The ground tour times are 2-5 p.m. Thursday, July 18 and 9 a.m. to 5 p.m. Friday, Saturday and Sunday, July 19-21.

The flight experiences are normally scheduled before and after the ground tour times.

The three World War II era military planes are owned by The Collins Foundation, which is a non-profit organization based in Massachusetts. According to the foundation, the “Nine O Nine” is one of only eight B-17 heavy bombers in flying condition in the United States.

The B-24J “Witchcraft” heavy bomber and the P-51C fighter plane are the sole remaining examples of their type flying in the world.

These heavy bombers were the backbone of the American military effort during the war and famous for their ability to sustain heavy damage and still accomplish the mission.

The P-51 Mustang was affectionately known as the bombers’ “little friend” because its pilot’s mission was to protect bombers from enemy fighter planes.

Many military aircraft were scrapped after the war so the aluminum could be salvaged for other needs.

This is the 24th year that the foundation has organized the Wings of Freedom Tour to give people across the country a chance to see and touch a piece of history and talk with those who were a part of it. Its planes visit an average of 110 cities in over 35 states annually.

With World War II veterans in or approaching their 90s, being able to visit with one of them is becoming a rare opportunity. The Eighth Air Force Historical Society of Minnesota is organizing a group of World War II veterans to come to the Anoka County-Blaine Airport during the event.

Craig Schiller, facility manager at the Golden Wings Museum, said there will also be a few other World War II veterans not affiliated with the historical society who will be there to talk to people about their experiences.

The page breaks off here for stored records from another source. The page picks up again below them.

PR #6065, opened 2019-10-11
Fix sidebar roles

jwunderl:
Fixes https://github.com/microsoft/pxt-microbit/issues/2339

Fix roles for sidebar and header bar, so screenreaders can parse it properly.

### DIFF
--- a/pxtlib/docsrender.ts
+++ b/pxtlib/docsrender.ts
@@ -319,7 +319,7 @@ namespace pxt.docs {
 
         // Add sidebar toggle
         const sidebarToggleHtml = `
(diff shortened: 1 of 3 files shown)


pxtlib/docsrender.ts
```diff
@@ -319,7 +319,7 @@ namespace pxt.docs {
 
         // Add sidebar toggle
         const sidebarToggleHtml = `
```
pelikhan: This change would require a cloud update.
We should inline all these macros in the HTML, and eventually get rid of those in docsrender.

PR #6067, opened 2019-10-14
Update 'tutorials' page for new block sections

ganicke:
Add some info for the additional block section types.

RE: https://github.com/microsoft/pxt-minecraft/issues/1254

### DIFF
--- a/docs/writing-docs/tutorials.md
+++ b/docs/writing-docs/tutorials.md
@@ -9,6 +9,14 @@ A tutorial is a sequence of steps that the user follows in a limited environment
 Each step of the tutorial has a short description, or explanation, of the activity for the step and
 possibly a block example. If the step includes a block example, the editor will restrict the selection of blocks from the toolbox to only those used in the example.
 
+### ~ hint
+
+#### Tutorial tool
+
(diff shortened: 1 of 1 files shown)


shakao:
Right now the documentation for "ghost" and "template" are with the other macros: https://makecode.com/writing-docs/macros -- should we consolidate the tutorial-specific macros somehow? 

Hint documentation is currently lumped with "activities" and "steps" here: https://github.com/microsoft/pxt/blame/master/docs/writing-docs/tutorials.md#L232 maybe we should remove it from that section entirely, if we want it in the "Using blocks" section?

ganicke:
@shakao thanks for the comments. This is really a matter of how to message use of hints...blocks themselves are implicit hints but they're blocks too and are related to the template and ghost blocks when discussing usage. The 'reference' for the types are in ``macros.md`` but the discussion of use in ``tutorials.md``? What do you think?

shakao:
Oh yeah, that distinction makes a lot of sense--in that case, LGTM!

ganicke:
We'll keep iterating on this page. It will need some shuffling of structure probably.

PR #6069, opened 2019-10-15
faster sidebar animation

jwunderl:
Makes the sidebar transitions a bit quicker, as the defaults feels pretty slow.


docfiles/docs.js
```diff
@@ -127,8 +130,6 @@ function setupSidebar() {
     for (var i = 0; i < searchIcons.length; i++) {
         searchIcons.item(i).onkeydown = handleEnterKey;
     }
-
-    scrollActiveHeaderIntoView();
```
jwunderl: this was dead code as it was trying to scroll the sidebar when it was hidden by default.

theme/theme.config
```diff
@@ -62,7 +62,7 @@
 @sidebar    : 'pxt';
 @sticky     : 'pxt';
 @tab        : 'pxt';
-@transition : 'default';
+@transition : 'pxt';
```
jwunderl: there are a handful more of these in this file that are set to default, and a LOT in the different targets; e.g. in arcade almost all modules just use 'default', including sidebar (which took a little bit to identify).

Not many have rules overridden in pxt, but it feels really confusing so unless there's opposition to it I'll go through the targets and make them all point at pxt for the themes so things don't randomly break

pelikhan: yes we need to systematically fix this.

PR #6073, opened 2019-10-17
Snippet builder tweaks for v1 beta launch

darzu:
https://youtu.be/QmGW2JsBax8

Changes:
- Lot of fixes to spacing and padding/margins
- Remove elevated question shadow box
- Add "graph paper" behind code blocks
- Better responsive window behavior
- Adds "Yes No" input option (used by "Should this sprite use controls")
- Nicer font
- Pairs with: https://github.com/microsoft/pxt-arcade/pull/1403

### DIFF
--- a/theme/snippet-builder.less
+++ b/theme/snippet-builder.less
@@ -41,6 +41,8 @@
                 }
                 padding: 1.5rem;
                 padding-top: 0;
+                padding-left: 0.5rem;
+                overflow-x: hidden;
             }
 
             .ui.segment.raised {
@@ -101,6 +103,7 @@
         .snippet.hint {
             padding: 0;
             padding-left: 1rem;
+            padding-right: 0.5rem;
         }
     }
 
@@ -498,10 +501,10 @@ Inputs
         margin: 0 0 0 -48%;
     }
 }
-@media only screen and (min-width: 1200px)
+@media only screen and (min-width: 1109px)
 {
     .snippet-builder.ui.modal {
-        width: 1150px;
-        margin: 0 0 0 -575px;
+        width: 1060px;
+        margin: 0 0 0 -530px;
     }
 }
--- a/theme/snippet-builder.less
+++ b/theme/snippet-builder.less
@@ -1,47 +1,70 @@
-.snippet-builder {
-    max-height: 95%;
+.snippet-builder.ui.modal > .content {
+    /* Semantic CSS override */
+    padding: 0;
+}
+    
+.snippet-builder.ui.modal {
+    /* Semantic CSS override */
     height: 95%;
-    padding-bottom: 77px;
-    .snippet-question {
-        h6 {
-            font-weight: bolder;
-        }
-    }
 
-    .ui.segment.raised {
-        overflow: visible;
-        width: fit-content;
-        height: fit-content;
-        box-sizing: content-box;
-    } 
+    display: grid !important;
+    grid-template-rows: 
+        70px // header
+        1fr // content
+        77px // footer
+        ;
+}
 
-    .snippet-error {
-        color: red;
-        margin-top: 15px;
-    }
+.snippet-builder {
+    // display: flex;
 
     .content {
+        // display: flex;
         overflow: scroll;
-        height: 100%;
-        max-height: 100%;
-        .ui.equal.width.grid {
-            .snippet.output-section.column {
-                padding-top: 0;
+
+        .snippet-builder-inner {
+            padding: 0;
+            display: grid;
+            grid-template-columns: 1fr 1fr;
+            height: 100%;
+
+            .snippet-question {
+                h6 {
+                    font-weight: bolder;
+                }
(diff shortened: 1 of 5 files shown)


webapp/src/snippetBuilderInputHandler.tsx
```diff
@@ -172,39 +179,74 @@ class RangeInput extends data.Component<IRangeInputProps, {}> {
...
+    }
+
+    onChange(value: string): () => void {
+        const { onChange } = this.props;
+        return () => onChange(value);
+    }
+
+    renderCore() {
+        const { input } = this.props;
+        if (Snippet.isSnippetInputAnswerTypeYesNo(input)) {
```
shakao: is the "input" prop only used in this check? maybe the yesno input component should just render the yes/no buttons and bind the listener, and the parent should control whether it renders?

darzu: Yeah, I agree with you, but for the other input types the input is used more. I think the parent should have controlled the rendering on all of these but I'm not going to change paradigm now. It's wonky but it works :)

webapp/src/snippetBuilder.tsx
```diff
@@ -489,10 +516,14 @@ export class SnippetBuilder extends data.Component<SnippetBuilderProps, SnippetB
                                 {currentQuestion.errorMessage && <p className='snippet-error'>{currentQuestion.errorMessage}</p>}
                             </div>
                             {currentQuestion.hint &&
-                                <div className='snippet hint ui segment'>{pxt.Util.rlf(currentQuestion.hint)}</div>}
+                                <div className='snippet hint ui segment'>{
+                                    pxt.Util.rlf(currentQuestion.hint)
+                                        // replace new lines with <br> elements
+                                        .split("\n")
```
shakao: is there a reason for the split/reduce vs a global string replace?

darzu: I think so, because it's not a string I'm inserting, it's a special JSX <br> tag type.

webapp/src/snippetBuilder.tsx
```diff
@@ -489,10 +516,14 @@ export class SnippetBuilder extends data.Component<SnippetBuilderProps, SnippetB
                                 {currentQuestion.errorMessage && <p className='snippet-error'>{currentQuestion.errorMessage}</p>}
                             </div>
                             {currentQuestion.hint &&
-                                <div className='snippet hint ui segment'>{pxt.Util.rlf(currentQuestion.hint)}</div>}
+                                <div className='snippet hint ui segment'>{
+                                    pxt.Util.rlf(currentQuestion.hint)
```
pelikhan: how is this supposed to work? I don't see where those strings would be injected in our translation system.

theme/snippet-builder.less
```diff
@@ -1,482 +1,510 @@
...
+.snippet-builder.no-back-btn {
+    .actions {
+        .button.left {
+            display: none;
+        }
+    }
+}
+.snippet-builder {
+    .content {
+        font-family: Open Sans,Helvetica Neue,Arial,Helvetica,sans-serif;
```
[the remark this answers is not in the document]
darzu: It's the same font used in the side docs. This consistently came up in the design reviews that the font was too hard to read in the snippet builder. Most of the editor doesn't have as much reading to do.

theme/snippet-builder.less
```diff
@@ -1,482 +1,510 @@
...
+                border: 0;
+            } 
+
+            .snippet-error {
+                color: red;
+                margin-top: 15px;
+            }
+            .snippet.output-section {
+                padding: 1.5rem;
+                background-image: url("data:image/svg+xml,%3Csvg xmlns='http://www.w3.org/2000/svg' width='16' height='16'%3E%3Cpath d='m0.5,0l0,16M0,8l16,0' style='stroke:black;stroke-width:1;stroke-opacity:0.1;' /%3E%3C/svg%3E");
```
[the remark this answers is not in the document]
darzu: SnippetBuilder works on Firefox, Safari, and Chrome on Mac.
That background-image doesn't work on edge tho. sigh.

webapp/src/snippetBuilder.tsx
darzu: not sure. I didn't touch this in these PRs, so I'd have to check out Jacob implemented this

theme/snippet-builder.less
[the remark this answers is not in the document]
darzu: I spent >1hr trying to get alternatives to work on Edge. Can't figure out how to get doccdn working with less or jsx. But w/e, it's enough time spent, I'm not going to fix this. It looks fine without background grid on Edge:
image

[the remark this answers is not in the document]
darzu: Actually it works in edge. It was the dumb edge developer tools that were giving me errors when I tried to add that background image ad-hoc. Very frusterating

PR #6078, opened 2019-10-17
add doc header field to apptheme

jwunderl:
In theory should fix header name when combined with adding a docsHeader, eg https://github.com/microsoft/pxt-maker/pull/258

Screen Shot 2019-10-17 at 11 36 50 AM

--->

Screen Shot 2019-10-17 at 11 37 13 AM

### DIFF
--- a/pxtlib/docsrender.ts
+++ b/pxtlib/docsrender.ts
@@ -287,7 +287,7 @@ namespace pxt.docs {
             params["homeurl"] = html2Quote(theme.homeUrl);
         params["targetid"] = theme.id || "???";
         params["targetname"] = theme.name || "Microsoft MakeCode";
-        params["docsheader"] = theme.docsHeader || "Microsoft MakeCode";
+        params["docsheader"] = theme.docsHeader || "Documentation";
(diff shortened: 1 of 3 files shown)


pxtlib/docsrender.ts
```diff
@@ -286,7 +286,7 @@ namespace pxt.docs {
         if (theme.homeUrl)
             params["homeurl"] = html2Quote(theme.homeUrl);
         params["targetid"] = theme.id || "???";
-        params["targetname"] = theme.name || "Microsoft MakeCode";
+        params["targetname"] = theme.docsHeader || theme.name || "Microsoft MakeCode";
```
pelikhan: let's use another field for the "docs header". "targetname" is used in many other instance and it refers to pxtarget.name.

pxtlib/docsrender.ts
```diff
@@ -287,6 +287,7 @@ namespace pxt.docs {
             params["homeurl"] = html2Quote(theme.homeUrl);
         params["targetid"] = theme.id || "???";
         params["targetname"] = theme.name || "Microsoft MakeCode";
+        params["docsheader"] = theme.docsHeader || "Microsoft MakeCode";
```
pelikhan: i would do theme.name || "Documentation"

jwunderl:
Hm, should I split the `tocheader.html` change into a separate PR then just to be safe?

PR #6080, opened 2019-10-17
Revert "upgrade to typescript 3.6; turn on incremental compilation"

darzu:
Some unexpected breaks in targets happened.

I'll need to prep and roll out simultaneously with targets more carefully.


darzu:
Holding on merge for a sec, might be able to unblock the targets instead

PR #6083, opened 2019-10-18
Bump pxt-blockly to 2.1.9, begin to remove references to goog.dom.cre…

shakao:
…ateNote. Some small fixes for LED matrix (don't add element if block is insertion marker) and keyboard (set value in doValueUpdate)


pxtblocks/blocklyloader.ts
```diff
@@ -1986,7 +1986,7 @@ namespace pxt.blocks {
                 xmlList.push(headingLabel);
             }
 
-            let button = goog.dom.createDom('button') as HTMLElement;
+            let button = document.createElement('button') as HTMLElement;
```
pelikhan: weird that it does not use the blockly.utils stuff... but it works!

PR #6085, opened 2019-10-18
recenter images in tutorial hints

jwunderl:
Previously images were getting the center class from in docsrender.ts, but with docs2.0 being left aligned that changed.

Screen Shot 2019-10-18 at 11 30 58 AM


abchatra:
Fixed

PR #6102, opened 2019-10-22
Use the new sprite editor in Monaco

riknoll:
Tested in Chrome, Firefox, and Safari. The only thing left that uses the old sprite editor is the snippet builder. I'll take care of that in a separate PR once @darzu has merged his changes.

I have not enabled the animation editor yet.


riknoll:
Fixes https://github.com/microsoft/pxt-arcade/issues/1392

PR #6105, opened 2019-10-22
moved installedVersion to package

pelikhan:
We keep a cache of the resolved version of a package in pxt.json. This is bad since it modifies program content and potential disastrous in the context of co-authoring and merging.

This change moves installedVersion to the package itself. Everything seems to work.

Note: not systematically cleaning on load as it would modify scripts and have some unintentional results.

### DIFF
--- a/localtypings/pxtpackage.d.ts
+++ b/localtypings/pxtpackage.d.ts
@@ -30,7 +30,7 @@ declare namespace pxt {
     interface PackageConfig {
         name: string;
         version?: string;
-        // installedVersion?: string; ignored going further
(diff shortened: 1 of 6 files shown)


localtypings/pxtpackage.d.ts
```diff
@@ -30,7 +30,7 @@ declare namespace pxt {
     interface PackageConfig {
         name: string;
         version?: string;
-        installedVersion?: string;
+        // installedVersion?: string; ignored going further
```
riknoll: deprecated

PR #6108, opened 2019-10-23
updated logic to init project for github

pelikhan:
A few updates to the logic to populate a github project; to align better with classroom. This PR fixes the following flow:

* teacher creates github classroom assignment with empty repo
* student gets assgiment and generates empty repo
* student imports empty repo in makecode (missing token handled)
* empty project populate landing on blocks

Todos:
- [x] leave .blocks files since we now support editing blocks
- [x] localize readme, clearer instructions
- [x] normalize pxt.json to avoid initial commit
- [x] ask before populating repo
- [x] check that token is available when populating repo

“This event is getting harder every year because there are fewer of them,” he said. Schiller expects there will be at least a half-dozen World War II veterans stopping by the airport. There are no specific seminar times scheduled, but the historical society typically sets up displays by the planes and the veterans are available to share their stories.

According to Schiller, a challenge this year is that the Golden Wings hangar is not air conditioned. The event was at the Key Air facility for the first time ever last year, which is an air conditioned facility, but it was logistically easier to have the event at the Golden Wings facility. Visitors will be able to tour the rest of the museum for only $3 to see over 30 vintage aircraft.